[INFORMATION PROVIDED]:
PR #2041, opened 2024-09-16
tolerate multiple attachments with the same name

longhotsummer:
see https://github.com/laws-africa/peachjam/issues/2024

it doesn't fix the root cause, but it means that views will succeed for now until we fix the underlying data

### DIFF
--- a/peachjam/views/documents.py
+++ b/peachjam/views/documents.py
@@ -1,6 +1,6 @@
 from cobalt import FrbrUri
 from django.http import Http404, HttpResponse
-from django.shortcuts import get_object_or_404, redirect, reverse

[EXERCISE DESCRIPTION]: Would you write out the data exactly as it reads?

[REPLY TO THE EXERCISE]:
PR #2041, opened 2024-09-16
tolerate multiple attachments with the same name

longhotsummer:
see https://github.com/laws-africa/peachjam/issues/2024

it doesn't fix the root cause, but it means that views will succeed for now until we fix the underlying data

### DIFF
--- a/peachjam/views/documents.py
+++ b/peachjam/views/documents.py
@@ -1,6 +1,6 @@
 from cobalt import FrbrUri
 from django.http import Http404, HttpResponse
-from django.shortcuts import get_object_or_404, redirect, reverse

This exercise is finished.